2023 HCD Conference Session Spotlight: New Tools and Strategies for Decarbonization
At this year’s Healthcare Design Conference in New Orleans from November 4-7th, several educational sessions will address decarbonization within healthcare projects as well as available tools and strategies that may assist them with meeting emission-reduction goals.
Here is a glimpse of what lies on the agenda at HCD Conference 2016. For a full schedule and lineup, please visit: hcdconference.com
E45: Decarbonization Guidebook for Healthcare–Tell Me More! Speakers included Austin Barolin, Senior Energy Analyst from Mazzetti; Troy Savage, Director of Strategic Projects & Innovation from Mazzetti and Geoff Glass Director of Facility & Technology Services from Providence Healthcare.
Healthcare industries contribute a substantial percentage of carbon emissions both domestically and internationally, fuelling an already-existing fire.
Speakers will present a new guidebook for decarbonization of hospitals.
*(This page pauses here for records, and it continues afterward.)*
PR #172, opened 2025-01-07
CASSSIDECAR-186: Standardize configuration for duration units

frankgh:
Patch by Francisco Guerrero; reviewed by TBD for CASSSIDECAR-186


conf/sidecar.yaml
```diff
@@ -60,70 +60,74 @@ cassandra_instances:
...
     stream_requests_per_sec: 5000
-    timeout_sec: 10
+    timeout: 10s
   traffic_shaping:
     inbound_global_bandwidth_bps: 0               # 0 implies unthrottled, the inbound bandwidth in bytes per second
     outbound_global_bandwidth_bps: 0              # 0 implies unthrottled, the outbound bandwidth in bytes per second
     peak_outbound_global_bandwidth_bps: 419430400 # the peak outbound bandwidth in bytes per second. The default is 400 mebibytes per second
-    max_delay_to_wait_millis: 15000               # 15 seconds
-    check_interval_for_stats_millis: 1000         # 1 second
+    max_delay_to_wait: 15s                        # 15 seconds
```
bbotella, line 75: Do we need the `15 seconds` comment anymore? Same for the rest of the commented time units.

server/src/main/java/org/apache/cassandra/sidecar/config/DurationSpec.java
```diff
@@ -0,0 +1,120 @@
...
+
+import static java.util.concurrent.TimeUnit.DAYS;
+import static java.util.concurrent.TimeUnit.HOURS;
+import static java.util.concurrent.TimeUnit.MILLISECONDS;
+import static java.util.concurrent.TimeUnit.MINUTES;
+import static java.util.concurrent.TimeUnit.SECONDS;
+
+/**
+ * Represents a positive time duration. Wrapper interface for Cassandra Sidecar duration configuration parameters,
+ * providing to the users the opportunity to be able to provide configuration values with a unit of their choice
```
bbotella:
```suggestion
 * allowing the users the opportunity to be able to provide configuration values with a unit of their choice
```

server/src/main/java/org/apache/cassandra/sidecar/config/DurationSpec.java
```diff
@@ -0,0 +1,120 @@
...
+            case HOURS:
+                return "h";
+            case MINUTES:
+                return "m";
+            case SECONDS:
+                return "s";
+            case MILLISECONDS:
+                return "ms";
+        }
+        throw new AssertionError();
```
bbotella: Maybe adding some text to the error?

server/src/main/java/org/apache/cassandra/sidecar/config/MillisecondBoundConfiguration.java
```diff
@@ -0,0 +1,66 @@
...
+ * Represents a duration used for Sidecar configuration. The bound is [0, Long.MAX_VALUE) in milliseconds.
+ * If the user sets a different unit - we still validate that converted to milliseconds the quantity will not exceed
+ * that upper bound.
+ */
+public interface MillisecondBoundConfiguration extends DurationSpec
+{
+    /**
+     * Represents a 0-millisecond configuration
+     */
+    MillisecondBoundConfiguration ZERO = MillisecondBoundConfiguration.parse("0ms");
```
bbotella: Nit: wouldn't it be faster to have a constructor instead of having to parse the string?

server/src/main/java/org/apache/cassandra/sidecar/config/ServiceConfiguration.java
```diff
@@ -92,7 +92,7 @@ default List<SocketAddress> listenSocketAddresses()
     /**
      * @return the maximum time skew allowed between the server and the client
      */
-    int allowableSkewInMinutes();
+    SecondBoundConfiguration allowableTimeSkew();
```
bbotella: Is it ok to be using `SecondBoundConfiguration` instead of `MinuteBoundConfiguration` for this one?

server/src/main/java/org/apache/cassandra/sidecar/config/yaml/AccessControlConfigurationImpl.java
```diff
@@ -36,7 +36,8 @@ public class AccessControlConfigurationImpl implements AccessControlConfiguratio
     private static final boolean DEFAULT_ENABLED = false;
     private static final List<ParameterizedClassConfiguration> DEFAULT_AUTHENTICATORS_CONFIGURATION = Collections.emptyList();
     private static final Set<String> DEFAULT_ADMIN_IDENTITIES = Collections.emptySet();
-    private static final CacheConfiguration DEFAULT_PERMISSION_CACHE_CONFIGURATION = new CacheConfigurationImpl(TimeUnit.HOURS.toMillis(2), 1_000);
+    private static final CacheConfiguration DEFAULT_PERMISSION_CACHE_CONFIGURATION =
+    new CacheConfigurationImpl(MillisecondBoundConfiguration.parse("2h"), 1_000);
```
bbotella, line 40: Really nice

server/src/main/java/org/apache/cassandra/sidecar/config/yaml/CacheConfigurationImpl.java
```diff
@@ -41,34 +46,50 @@ public class CacheConfigurationImpl implements CacheConfiguration
...
+
+    @JsonProperty("expire_after_access")
+    public void setExpireAfterAccess(MillisecondBoundConfiguration expireAfterAccess)
+    {
+        this.expireAfterAccess = expireAfterAccess;
+    }
+
     @JsonProperty("expire_after_access_millis")
-    public long expireAfterAccessMillis()
+    public void setExpireAfterAccessMillis(long expireAfterAccessMillis)
```
bbotella, line 96: Given the fact that we haven't made a release yet, wouldn't it be ok to just remove this?

server/src/main/java/org/apache/cassandra/sidecar/config/yaml/DurationSpecImpl.java
```diff
@@ -0,0 +1,143 @@
...
+        return unit;
+    }
+
+    /**
+     * {@inheritDoc}
+     */
+    @Override
+    public String toString()
+    {
+        return "'" + quantity + "' " + unit.toString().toLowerCase();
```
bbotella: Why the quotes around quantity? I think it should support to be parsed back.

server/src/main/java/org/apache/cassandra/sidecar/config/yaml/DurationSpecImpl.java
```diff
@@ -0,0 +1,143 @@
...
+        }
+
+        TimeUnit minUnit = this.unit.compareTo(that.unit()) < 0 ? this.unit : that.unit();
+        return Long.compare(this.to(minUnit), that.to(minUnit));
+    }
+
+    void validateMinUnit(TimeUnit unit, TimeUnit minUnit)
+    {
+        if (unit.compareTo(minUnit) < 0)
+            throw new IllegalArgumentException(String.format("Invalid duration: %s Accepted units:%s",
```
bbotella:
```suggestion
            throw new IllegalArgumentException(String.format("Invalid duration: %s Accepted units: %s",
```

server/src/main/java/org/apache/cassandra/sidecar/config/yaml/PeriodicTaskConfigurationImpl.java
```diff
@@ -67,47 +71,74 @@ public boolean enabled()
...
+            LOGGER.warn("Invalid executeInterval configuration {}, the minimum value is 1ms", executeInterval);
+            this.executeInterval = ONE;
         }
     }
+
+    /**
+     * Legacy properties {@code execute_interval_millis}, {@code poll_freq_millis}, and {@code poll_interval_millis}
+     *
+     * @param executeIntervalMillis the interval in milliseconds
+     * @deprecated in favor of {@code execute_interval}
```
bbotella, line 140: If we finally decide to leave all the deprecated configs, I think we should have a Jira for removing them.

server/src/main/java/org/apache/cassandra/sidecar/server/MainModule.java
```diff
@@ -741,7 +741,8 @@ private static InstanceMetadata buildInstanceMetadata(Vertx vertx,
                                        .password(cassandraInstance.jmxRolePassword())
                                        .enableSsl(cassandraInstance.jmxSslEnabled())
                                        .connectionMaxRetries(jmxConfiguration.maxRetries())
-                                       .connectionRetryDelayMillis(jmxConfiguration.retryDelayMillis())
+                                       // TODO: connectionRetryDelayMillis should be a MillisecondBoundConfiguration
```
bbotella: Why postponing it?

server/src/test/java/org/apache/cassandra/sidecar/TestModule.java
```diff
@@ -133,12 +135,15 @@ protected SidecarConfigurationImpl abstractConfig(SslConfiguration sslConfigurat
                                 .build();
         RestoreJobConfiguration restoreJobConfiguration =
         RestoreJobConfigurationImpl.builder()
-                                   .restoreJobTablesTtlSeconds(TimeUnit.DAYS.toSeconds(14) + 1)
+                                   .restoreJobTablesTtl(SecondBoundConfiguration.parse((TimeUnit.DAYS.toSeconds(14) + 1) + "s"))
```
bbotella, line 138: It'd be great to be able to sum DurationSpecs directly. But probably overengineering.

bbotella (commented):
This is a really nice PR! Just a few comments.

conf/sidecar.yaml
frankgh: Yeah, I think it's fine to remove it, just left it to be explicit, but it's unnecessary now

server/src/main/java/org/apache/cassandra/sidecar/config/MillisecondBoundConfiguration.java
frankgh: yeah, it's negligible for a one-time configuration, but I can change it.

server/src/main/java/org/apache/cassandra/sidecar/config/ServiceConfiguration.java
frankgh: we don't have a `MinuteBoundConfiguration` class, and the reason I avoided adding one was because it feels to me the time skew resolution is too coarse. This resolution should have been at the second level to begin with IMO. But I am hoping that we think about why the resolution is that coarse and maybe reduce it to seconds.

server/src/main/java/org/apache/cassandra/sidecar/config/yaml/CacheConfigurationImpl.java
frankgh: We can't assume no one is using Sidecar in the open source, so I think to be on the safe side and play well with open source, we should do the work to be backwards compatible.

server/src/main/java/org/apache/cassandra/sidecar/config/yaml/DurationSpecImpl.java
frankgh: good point, I think we should be able to go back and forth. Good suggestion.

server/src/main/java/org/apache/cassandra/sidecar/config/yaml/DurationSpecImpl.java
frankgh: I am changing this anyway, I will push changes soon

server/src/main/java/org/apache/cassandra/sidecar/config/yaml/PeriodicTaskConfigurationImpl.java
frankgh: Yeah, I think that should be done after we have the first release though :)

server/src/test/java/org/apache/cassandra/sidecar/TestModule.java
frankgh: yeah, I don't think there's a real use case for production code. Maybe a nice to have for tests, which I don't think we should take on. In any case, it's outside the scope of this PR

server/src/main/java/org/apache/cassandra/sidecar/server/MainModule.java
frankgh: mostly because it'd require a refactor of the JmxClient class which lives in a different subproject. I will give it a go though, I think it makes sense to do the change here

server/src/main/java/org/apache/cassandra/sidecar/config/DurationSpec.java
frankgh: done

server/src/main/java/org/apache/cassandra/sidecar/config/MillisecondBoundConfiguration.java
frankgh: changed

server/src/main/java/org/apache/cassandra/sidecar/config/yaml/DurationSpecImpl.java
frankgh: done!

server/src/main/java/org/apache/cassandra/sidecar/config/yaml/DurationSpecImpl.java
frankgh: error messages have changed a bit, I made them very explicit on what the allowed values are

server/src/main/java/org/apache/cassandra/sidecar/server/MainModule.java
frankgh: done

conf/sidecar.yaml
frankgh: I left the comments in place. I think it's fine to be extra verbose for the configuration yaml.

server-common/src/main/java/org/apache/cassandra/sidecar/common/server/utils/DurationSpec.java
```diff
@@ -0,0 +1,132 @@
...
+    }
+
+    /**
+     * @param symbol the time unit symbol
+     * @return the time unit associated to the specified symbol
+     * @throws IllegalArgumentException when the {@code symbol} is unsupported
+     */
+    static TimeUnit fromSymbol(String symbol)
+    {
+        switch (symbol.toLowerCase())
```
bbotella, line 284: I think we are missing NANOSECONDS here

server-common/src/main/java/org/apache/cassandra/sidecar/common/server/utils/DurationSpec.java
```diff
@@ -0,0 +1,132 @@
...
+     */
+    default long to(TimeUnit targetUnit)
+    {
+        return targetUnit.convert(quantity(), unit());
+    }
+
+    /**
+     * @return the duration in seconds
+     */
+    default long toSeconds()
```
bbotella: I understand this helper, but, isn't it a bit redundant? I think `to(TimeUnit.SECONDS)` is as readable as `toSeconds`.

server-common/src/main/java/org/apache/cassandra/sidecar/common/server/utils/DurationSpecImpl.java
```diff
@@ -0,0 +1,197 @@
...
+        return Long.compare(this.to(minUnit), that.to(minUnit));
+    }
+
+    void validateMinUnit(Object value, TimeUnit unit, TimeUnit minUnit)
+    {
+        if (unit.compareTo(minUnit) < 0)
+            throw iae(value);
+    }
+
+    void validateQuantity(Object value, long quantity, TimeUnit sourceUnit, TimeUnit minUnit, long max)
```
bbotella: Do we need `max` as a parameter? I think it is always `Long.MAX_VALUE` right?

server/src/main/java/org/apache/cassandra/sidecar/config/yaml/CacheConfigurationImpl.java
```diff
@@ -41,34 +46,57 @@ public class CacheConfigurationImpl implements CacheConfiguration
...
     protected final int warmupRetries;
 
-    @JsonProperty("warmup_retry_interval_millis")
-    protected final long warmupRetryIntervalMillis;
+    protected MillisecondBoundConfiguration warmupRetryInterval;
 
     public CacheConfigurationImpl()
     {
-        this(TimeUnit.HOURS.toMillis(1), 100, true, 5, 1000);
+        this(MillisecondBoundConfiguration.parse("1h"), 100, true, 5, MillisecondBoundConfiguration.parse("60s"));
```
bbotella: Is the `1000ms -> 60s` change intended?

server/src/main/java/org/apache/cassandra/sidecar/config/yaml/CacheConfigurationImpl.java
```diff
@@ -41,34 +46,57 @@ public class CacheConfigurationImpl implements CacheConfiguration
...
     }
 
     @VisibleForTesting
-    public CacheConfigurationImpl(long expireAfterAccessMillis, long maximumSize)
+    public CacheConfigurationImpl(MillisecondBoundConfiguration expireAfterAccess, long maximumSize)
     {
-        this(expireAfterAccessMillis, maximumSize, true, 5, 1000);
+        this(expireAfterAccess, maximumSize, true, 5, MillisecondBoundConfiguration.parse("60s"));
```
bbotella: Is the `1000ms -> 60s` change intended?

server-common/src/main/java/org/apache/cassandra/sidecar/common/server/utils/DurationSpec.java
frankgh: it's a convenience method as this is used a lot throughout the codebase.

server/src/main/java/org/apache/cassandra/sidecar/config/ServiceConfiguration.java
JeetKunDoug: It should be minutes btw... this isn't a replacement for NTP, it's a guardrail to make sure that the Spark workers aren't so far skewed from C* that deletes and TTLs do weird things (since Spark writes the row timestamps in the Analytics library, where we consume this endpoint).  It is both possible and acceptable for there to be several minutes of skew in environments that don't have tightly controlled NTP sync, and specifying this in seconds really doesn't make any sense (is 65 seconds acceptable, but 66 not?)

That said, I don't really mind that it's _set_ in seconds, but the expectation that somehow the resolution of seconds is meaningful here isn't realistic.

server-common/src/main/java/org/apache/cassandra/sidecar/common/server/utils/DurationSpec.java
```diff
@@ -0,0 +1,281 @@
...
+    }
+
+    /**
+     * {@inheritDoc}
+     */
+    @Override
+    public int compareTo(@NotNull DurationSpec that)
+    {
+        if (this.unit == that.unit())
+        {
```
JeetKunDoug, line 216: While I'm a big proponent of using curly braces all the time, given our coding style this shouldn't have curly braces. 😿

server/src/main/java/org/apache/cassandra/sidecar/config/ServiceConfiguration.java
frankgh: thanks for the context. I think we can have a minute bound configuration if that's the case.

server/src/main/java/org/apache/cassandra/sidecar/config/yaml/S3ClientConfigurationImpl.java
```diff
@@ -67,27 +72,27 @@ public S3ClientConfigurationImpl()
...
+                                     SecondBoundConfiguration threadKeepAlive,
                                      int rangeGetObjectBytesSize,
-                                     long apiCallTimeoutMillis,
+                                     MillisecondBoundConfiguration apiCallTimeout,
                                      S3ProxyConfiguration proxyConfig)
     {
-        Preconditions.checkArgument(apiCallTimeoutMillis > TimeUnit.SECONDS.toMillis(10),
-                                    "apiCallTimeout cannot be smaller than 10 seconds. Configured: " + apiCallTimeoutMillis + " ms");
+        Preconditions.checkArgument(apiCallTimeout.compareTo(MINIMUM_API_CALL_TIMEOUT) > 0,
+                                    "apiCallTimeout cannot be smaller than 10 seconds. Configured: " + apiCallTimeout);
```
JeetKunDoug: Can we use `MINIMUM_API_CALL_TIMEOUT` in the error message here rather than the hard coded `10 seconds`? That way if one ever changes the other will also be updated.

server/src/main/java/org/apache/cassandra/sidecar/server/MainModule.java
```diff
@@ -691,22 +698,31 @@ public ElectorateMembership electorateMembership(InstancesMetadata instancesMeta
...
+    public PeriodicTaskExecutor periodicTaskExecutor(Vertx vertx,
+                                                     ExecutorPools executorPools,
+                                                     ClusterLease clusterLease,
+                                                     ClusterLeaseClaimTask clusterLeaseClaimTask)
+    {
+        PeriodicTaskExecutor periodicTaskExecutor = new PeriodicTaskExecutor(executorPools, clusterLease);
         vertx.eventBus().localConsumer(ON_SIDECAR_SCHEMA_INITIALIZED.address(),
-                                       ignored -> periodicTaskExecutor.schedule(task));
-        return task;
+                                       ignored -> periodicTaskExecutor.schedule(clusterLeaseClaimTask));
```
JeetKunDoug, line 729: Maybe not for this PR, but I'm not really thrilled that the setup of the `clusterLeaseClaimTask` is in here... I don't think it was really any better before, but somehow starting a periodic task in a provider method like this seems inappropriate - don't really have a simple/sensical answer yet though.

server-common/src/main/java/org/apache/cassandra/sidecar/common/server/utils/MillisecondBoundConfiguration.java
```diff
@@ -0,0 +1,101 @@
...
+        return MILLISECONDS;
+    }
+
+    /**
+     * @return the duration in milliseconds
+     */
+    public long toMillis()
+    {
+        return to(TimeUnit.MILLISECONDS);
+    }
```
JeetKunDoug: We frequently have to convert a `DurationSpec` to milliseconds - thoughts on pulling this up to the parent class, and then replacing the `.to(TimeUnit.MILLISECONDS)` calls?

server/src/test/java/org/apache/cassandra/sidecar/cdc/CDCLogCacheTest.java
```diff
@@ -116,13 +118,18 @@ private File instance1CommitLogFile()
     private CdcLogCache cdcLogCache()
     {
         ExecutorPools executorPools = ExecutorPoolsHelper.createdSharedTestPool(Vertx.vertx());
-        return new CdcLogCache(executorPools, instancesMetadata, 100L);
+        SecondBoundConfiguration mockCacheExpiryConfig = mock(SecondBoundConfiguration.class);
```
JeetKunDoug, line 123: Can you please document why you're using a `mock` here rather than just instantiating a DurationSpec? Took me a moment to realize you're working around the SecondBoundConfiguration's min unit, if I understand correctly.

JeetKunDoug (commented):
I'm down to test code and only have a few minor comments so far... wanted to submit the feedback on the production code already... will finish up the test code later today.

server/src/main/java/org/apache/cassandra/sidecar/config/ServiceConfiguration.java
frankgh: addressed this

server/src/main/java/org/apache/cassandra/sidecar/config/yaml/CacheConfigurationImpl.java
frankgh: good catch

server/src/main/java/org/apache/cassandra/sidecar/config/yaml/CacheConfigurationImpl.java
frankgh: good catch

server-common/src/main/java/org/apache/cassandra/sidecar/common/server/utils/DurationSpec.java
frankgh: is this a rule in Sidecar ? I think we enforce curly braces always with our code style rules

JeetKunDoug: This _file_ has both styles in it (see `equals` above). I'm perfectly happy if we want to always use curly braces but, if that's the case, let's be consistent and do it everywhere please.

server-common/src/main/java/org/apache/cassandra/sidecar/common/server/utils/DurationSpec.java
```diff
@@ -0,0 +1,322 @@
...
+    }
+
+    /**
+     * {@inheritDoc}
+     */
+    @Override
+    public int hashCode()
+    {
+        // Milliseconds seems to be a reasonable tradeoff
+        return Objects.hash(unit.toMillis(quantity));
```
JeetKunDoug: NIT: Can now be replaced with a call to `toMillis`
```suggestion
        return Objects.hash(toMillis());
```

server/src/main/java/org/apache/cassandra/sidecar/config/ServiceConfiguration.java
```diff
@@ -94,7 +94,7 @@ default List<SocketAddress> listenSocketAddresses()
     /**
      * @return the maximum time skew allowed between the server and the client
      */
-    SecondBoundConfiguration allowableTimeSkew();
+    MinuteBoundConfiguration allowableTimeSkew();
```
JeetKunDoug, line 97: 👍

JeetKunDoug (approved):
:shipit: ! Thanks for the improvement in our configuration system - I love having human-readable durations like this.

bbotella (approved):
Awesome PR!! Thanks a lot for this!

This tool aims to assist hospital owners, operators, designers, architects, engineers and regulators understand the advantages of employing advanced technologies and designs that use less natural gas while decreasing greenhouse gas emissions, healthcare costs and providing benefits for investor-owned utility rate payers.
E55: Attaining Net Zero Energy Consumption and Flexible Resilience at Massachusetts General Hospital
Speakers included Peter Alspach, Director of Design Performance for NBBJ; Paul D. Biddinger, Chief Preparedness and Continuity Officer from MassGeneral Brigham; Andy Martino, Licensed Professional Electrical Engineer Director of Facilities Engineering Massachusetts General Hospital as well as Jacob Knowles Principal/Director of Sustainable Design at BR+A Consulting Engineers as speakers.
With an eye on achieving net zero carbon emission targets and greater climate resiliency, healthcare facilities must perform at unprecedented levels to remain viable in an increasingly unstable global climate.
Cambridge Street Project, situated near Beacon Hill on Massachusetts General Hospital campus with over two centuries-old foundation, demands sensitive consideration of neighborhood context while meeting Boston’s goal of 65 percent carbon emissions reduction by 2050. Our experts on this panel will share this case study and explore its implementation process towards carbon neutrality on this complex project.
E65: We Have Designed the First All Electric Hospital in the US–Want to See How? ordinaire Speakers: Gary Hamilton, USA Director of Healthcare – Senior Vice President at WSP USA and Jonathan Hunley, System Director of Facilities Infrastructure of Bon Secours Mercy Health Network will share insights.
Decarbonization of healthcare sector operations is a pressing and pressing global challenge. Could electrification provide part of the solution? Ultimately, if more hospitals worldwide adopted more electrified energy use or switched entirely over to electric power sources it could create an unstoppable cycle that benefits everyone involved.
As electricity grids decarbonize, greater use of electricity in healthcare will play an increasingly significant role in reaching operational net zero outcomes. This presentation will cover all of the design considerations required to construct an all-electric hospital and demonstrate its cost benefits relative to hybrid hospitals currently in operation.